What the task requires: Of the entries below, copy only those lines that contain the word "default".

Data to examine:

PR #410, opened 2017-03-12
v1.0.1 (errata) 

tetron:
Criteria to be considered for v1.0.1: must not affect syntax of v1.0 documents.  Existing v1.0 documents must remain valid.  May affect behavior for documents that previously relied on undefined or underspecified behavior.

Needs tests:

- [x] Test for location of files in InitialWorkDir
- [x] Test for recursively writable: https://github.com/common-workflow-language/common-workflow-language/pull/382
- [x] Test of workflow in compound document
- [x] Test that `default` applies when source is `null`
- [x] Test that missing parameters are assigned `null` by default
- [x] Conformance test for nameroot and nameext #454

Documentation todos:

- [x] Merge discussion from #348 
- [x] Merge updated schema-salad documentation to include documentation of mapping transforms and type DSL
- [x] Scatter over empty list is empty
- [x] Clarify interpretation of secondaryFiles on inputs (all files are expected to be present, no optionals)
- [x] What to do if "format" field on output is an array: #482 
- [ ] clarify the subject of every imperative sentences: for each sentence, is this the user's job or the implementation's job? @mr-c

Additional release checklist:

- [ ] Get sign off from SBG, other stakeholders
- [ ] Update docs
  - [x] Add a detailed "What's changed" section for `v1.0.1`

Post-merge:

- [ ] Add github release
- [ ] Upload to figshare, get updated DOI

PR #435, opened 2017-05-05
Empty scatter

StarvingMarvin:
Specification clarification regarding scattering on empty lists, and accompanying conformance tests.


tetron:
Merged into #410

PR #451, opened 2017-06-06
Add test for MultipleInputFeatureRequirement

michael-kotliar:
If the source has a type set as a list of two or more items, it should be added to the result array exactly once and not as `cwltool` mistakenly does: the number of times as the length of its type list


mr-c:
Jenkins, test this please

mr-c:
@tetron @StarvingMarvin I am going to merge this new conformance test in 24 hours if there is no objection

tetron:
Merged into #410

PR #454, opened 2017-06-09
Add conformance test for nameroot and nameext

undu:
Right now cwltool doesn't generate nor nameroot nor nameext at execution time from basename of an input File.

In the specification it states that they should be, now we have a test for it!


mr-c:
Jenkins, add to testlist

mr-c:
Jenkins, test this please

tetron:
Merged into #410

PR #460, opened 2017-06-21
Add tests for $(null) and .length on arrays.

tetron:


tetron:
Thanks.  Will hold off merge after publishing an updated cwltool to avoid breaking builds.

PR #462, opened 2017-06-22
Add conformance test for static_checker

michael-kotliar:
Added `count-lines11-wf.cwl`

## Expected Behavior 
Workflow input
```json
file1:
  type:
    - type: array
      item: File
```
should be exactly the same as
```json
file1:
  type: File[]
```
## Actual Behavior
`static_checker` mistakenly fails with source -> sink mismatch
```
Tool definition failed validation:
count-lines11-wf.cwl:9:5: Source 'file1' of type [{"type": "array", "items": "File"}] is incompatible
count-lines11-wf.cwl:25:7:   with sink 'file1' of type {"type": "array", "items": "File"}
count-lines11-wf.cwl:25:7:   sink has linkMerge method merge_flattened
```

Problem solution:
- [x] Test that `default` applies when source is `null`
- [x] Test that missing parameters are assigned `null` by default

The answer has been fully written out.